Privacy and access are part of the manifest, not an afterthought:
- Per-field PII flags. Every schema field can be marked
pii: true. DPM checks that the product'smetadata.piiflag stays consistent with the fields marked PII in the schema — a mismatch fails the pipeline — so the privacy picture can't silently drift and is reviewed in the same merge request as the schema. - Access posture in the manifest. The manifest documents how data is produced and accessed — for example, ingestion over mTLS with certificate CN pinning at your API gateway, so the right producer writes to the right place. DPM versions and reviews these declarations; enforcing them at runtime is your platform's job.
git clone https://github.com/open-dpm/dpm.git
cd dpm
python -m venv .venv && source .venv/bin/activate
pip install -e ".[dev]"
# Validate example manifest
dpm validate examples/aviation/flights/manifest.yaml
# Run tests
pytestEach data product lives in examples/{namespace}/{entity}/:
examples/aviation/flights/
├── manifest.yaml # Main index: metadata, version, links
├── schema.avsc # Avro schema
├── semantics.yml # Business meaning, AI/RAG hints
├── quality_rules.yml # Executable quality rules
├── sla.yml # Freshness, availability, retention
├── physical_layout.yml # Storage layout
├── runbook.md # Operations guide
└── CODEOWNERS # Review ownership
| Command | Description |
|---|---|
dpm validate |
Validate manifest structure and references |
dpm validate-rules |
Validate quality_rules.yml |
dpm governance |
Check governance requirements (owner, SLA, PII) |
dpm breaking-changes |
Detect breaking schema changes in git diff |
dpm suggest-version |
Suggest semver bump |
The rules these commands enforce are documented in docs/DATA_GOVERNANCE_SPEC.md.
- GitLab CI (recommended for corporate/self-hosted): see docs/ci-gitlab.md
- GitHub Actions (public repo): see docs/ci-github.md
Copy ci/gitlab/dpm-manifests.yml into your manifests repository or include it from this repo.

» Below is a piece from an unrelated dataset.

PR #252, opened 2024-08-09
feat: PB-7779 implement cluster delete to support cluster share feature

vsundarraj-px:
This PR add two new flags to ClusterInfo deleted_by and delete_all_cluster_backup.
WIth cluster share we allow cluster deletion by cluster owner and also SuperAdmin. This deleted_by will identify whose backups should we delete while deleting the cluster with option deleteBackups.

- docs/gitlab-setup.md — mirror DPM into your own GitLab and pull updates
- docs/steward-guide.md — set up a business-domain manifest repository
cp -r templates/ examples/my_domain/my_product/
# Edit manifest.yaml from manifest-template.yaml
dpm validate examples/my_domain/my_product/manifest.yamlA "data contract" — as captured by the Open Data Contract Standard (ODCS) — is the interface between a data producer and its consumers: schema, SLA and quality expectations. DPM is a superset aimed at the full data product: it keeps the contract but adds business semantics (for AI/RAG), physical layout, an operational runbook, lineage, lifecycle/versioning and governance enforced in CI.
| Concept | ODCS | DPM |
|---|---|---|
| Schema | schema |
schema.avsc (Avro) |
| Quality expectations | quality |
quality_rules.yml |
| SLA | slaProperties |
sla.yml |
| Ownership | team / roles |
metadata.owner + CODEOWNERS |
| Versioning | version |
manifest_version (SemVer) + breaking-change detection |
| Business semantics | — | semantics.yml |
| Physical layout | — | physical_layout.yml |
| Operational runbook | — | runbook.md |
DPM is dual-licensed:
- GNU AGPL-3.0-or-later for open-source use — see LICENSE. You may use, modify and run it freely, including commercially, as long as you honour the AGPL (publish the source of modified versions, including when offered over a network).
- A commercial license for organizations that cannot accept the AGPL terms (e.g. embedding in a closed product or running a closed managed service) — see COMMERCIAL-LICENSE.md.
Running the dpm CLI to validate your own manifests does not make your data a derivative work
and needs no commercial license.
Contributions are accepted under the Contributor License Agreement.
See CHANGELOG.md. Phase 2: PyPI publish, GitLab CE demo, runtime validator, integrations.